= Benjamin Welch =

American politician

Benjamin Welch Jr. (c. 1818 – April 14, 1863) was an American politician.

==Life==
He studied law with Judge Mann in Utica, New York. Afterwards he edited the Utica Democrat and then the Buffalo Republican at Buffalo, New York.

In 1849, he ran for State Treasurer on the Democratic ticket but was defeated by the Whig/Anti-Rent candidate Alvah Hunt. In 1851, he ran again on the Democratic ticket for New York State Treasurer.
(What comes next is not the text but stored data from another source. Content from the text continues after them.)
PR #7845, opened 2026-09-15
[NUI] Wake event processing after TextField TextChanged

wonrst:
### Description of Change ###
Wake the processor after TextChanged handlers return so pending relayout requests from controls updated during IME input can be processed without waiting for another input or cursor blink event.

### API Changes ###

 - ACR:


jaehyun0cho (approved):
LGTM

PR #7849, opened 2026-09-16
[Tizen.System.Session] Ensure no-op (un)registration works correctly

metiulekm:
### Description of Change ###

The C# bindings coalesce multiple C# callbacks into one C callback, which is registered with the first C# callback and unregistered with the last C# callback. These operations should only happen on non-null<>null edges, otherwise there might be multiple registrations, or we can attempt unregistering when there is no registration.

However C# delegate removal and combination operators is actually more flexible than expected, in particular C# accepts nulls in both cases. Additionally, removal allows unregistering callbacks that are not registered, which is a no-op. These cases mean that some operations can start from a null and end in a null. In this case, we will call C callback (un)registration incorrectly.

This commit adds null checks:
- registrations check if the callback being registered is non-null,
  - if it is a non-null, the result will always be non-null,
  - if it is a null, it is safe to return because adding a null does not do anything,
- unregistrations check if the existing callback list is non-null,
  - it being non-null is enough to eliminate null<>null edges,
  - if it is a null, it is safe to return because there is nothing to unregister anyway.

### API Changes ###

None.


mbloch1 (approved):

JoonghyunCho:
🤖 [AI Review]

**Reviewed — no findings.**

**Scope checked:**
- All 4 custom event accessors in `Session.cs` (`AddUserWait`, `RemoveUserWait`, `SwitchUserWait`, `SwitchUserCompleted`) receive the same `add`/`remove` guard pair; fetched the full file at `68532f9` and confirmed no other event in the class calls `RegisterCallbackForEvent`/`UnregisterCallbackForEvent`, so nothing was missed.
- `add` path: the `value == null` early-return sits before the `_handler == null` registration check, so `+= null` can no longer reach the native register on a null→null edge. A non-null `value` always yields a non-null combined delegate, so the register-on-first-subscriber invariant is preserved.
- `remove` path: the `_handler == null` early-return stops `-= x` on an empty list from reaching `UnregisterCallbackForEvent`. Removing a null or unsubscribed delegate from a non-null list leaves it non-null, so the post-removal null check still fires only on a true non-null→null edge.
- Both guards are inside the existing `lock`, so edge detection stays atomic with the native (un)register call.
- `RegisterCallbackForEvent` throws via `CheckError` before `_handler += value` executes, so a failed native registration leaves the handler null and a later subscribe retries; unchanged by this PR and consistent with the new guard.
- Resulting semantics match the compiler-generated event accessor (`+= null`, `-= null`, and removing an absent delegate are all no-ops), so no observable public API behavior change.

---

chanwoochoi (approved):

PR #454, opened 2025-08-28
fix(kafka_franz): Validate non-zero seed_brokers attribute

gregfurman:
## Motivation

Handles the edge-case where no `seed_brokers` are set in the Bento config. 

In addition, since the franz-go library allows a new client to be initialised without any `seed_brokers`, the client ends up not connecting to any broker -- resulting in a no reads or writes taking place silently.

## Changes
- Returns an error in the `input/kafka_franz` and `output/kafka_franz` components when no seed brokers are defined.

### DIFF
--- a/internal/impl/kafka/input_kafka_franz.go
+++ b/internal/impl/kafka/input_kafka_franz.go
@@ -22,6 +22,8 @@ import (
 	"github.com/warpstreamlabs/bento/public/service"
 )
 
+var errInvalidSeedBrokerCount = errors.New("you must provide at least one address in 'seed_brokers'")
+
 func franzKafkaInputConfig() *service.ConfigSpec {
 	return service.NewConfigSpec().
 		Beta().
@@ -291,6 +293,10 @@ func newFranzKafkaReaderFromConfig(conf *service.ParsedConfig, res *service.Reso
 	}
 	for _, b := range brokerList {
 		f.seedBrokers = append(f.seedBrokers, strings.Split(b, ",")...)
+	}
+
+	if len(f.seedBrokers) == 0 {
+		return nil, errInvalidSeedBrokerCount
 	}
 
 	if f.autoOffsetReset, err = getOffsetReset(conf); err != nil {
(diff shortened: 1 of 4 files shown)


gregfurman:
>  When we have a seedBrokers like this it seems the current behaviour is to default to 127.0.0.1:9021.

I double checked and this is not actually the behaviour. If we set the `SeedBrokers` when creating a client, even if `seeds` is empty, then the usage of `cfg.seedBrokers[:0]` returns an empty array and effectively resets the `cfg.seedBrokers` to an empty slice -- meaning no connections are made.

See snippet from `franz-go`
```golang
func SeedBrokers(seeds ...string) Opt {
	return clientOpt{func(cfg *cfg) { cfg.seedBrokers = append(cfg.seedBrokers[:0], seeds...) }}
}
```

> Adding a LintRule to check seedBrokers length earlier sound better than what we do a the moment imo.

I was thinking about this approach. It ended up looking a bit too complicated since we allow for multiple elements as well as elements seperated by commas i.e

```yaml
seed_brokers:
  - "broker_1"
  - "broker_2,broker_3"
```

Then we could also end up with edge-cases like:

```yaml
seed_brokers:
  - ${BROKER_A:}
  - ${BROKER_B:}
```

where technically the array is no longer empty (since it'll render to `[ "", "" ]`). 

So an option to flatten this would be:

```coffee
root = this.fold([], item -> item.tally.concat(item.value.split(",")))
```

but then we need to account for cases where there are no spaces between elements (i.e `"broker_1, broker_2"`) 🫠 

So my conclusion was that it'd be easier to do this in Go lol.

internal/impl/kafka/input_kafka_franz.go
```diff
@@ -53,7 +56,7 @@ This input adds the following metadata fields to each message:
 			Description("A list of broker addresses to connect to in order to establish connections. If an item of the list contains commas it will be expanded into multiple addresses.").
 			Example([]string{"localhost:9092"}).
 			Example([]string{"foo:9092", "bar:9092"}).
-			Example([]string{"foo:9092,bar:9092"})).
+			Example([]string{"foo:9092,bar:9092"}).LintRule(``)).
```
jem-davies: has this been left in by mistake?

gregfurman: Ugh yeah sorry. Good catch!

jem-davies (approved):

This time he was defeated by James M. Cook by a margin of only 228 votes (200,693 for Cook; 200,465 for Welch Jr.), but he contested successfully the election on the ground that the ballots cast for "B. Welch", "Benjamin Welch" (without the "Jr.") and "Benjamin C. Welch Jr." (with erroneous middle initial) had not been counted, but had been cast for him. On November 20, 1852, he succeeded to the office for the remainder of the term.

In 1855, he joined the American Party, and later the Republican Party.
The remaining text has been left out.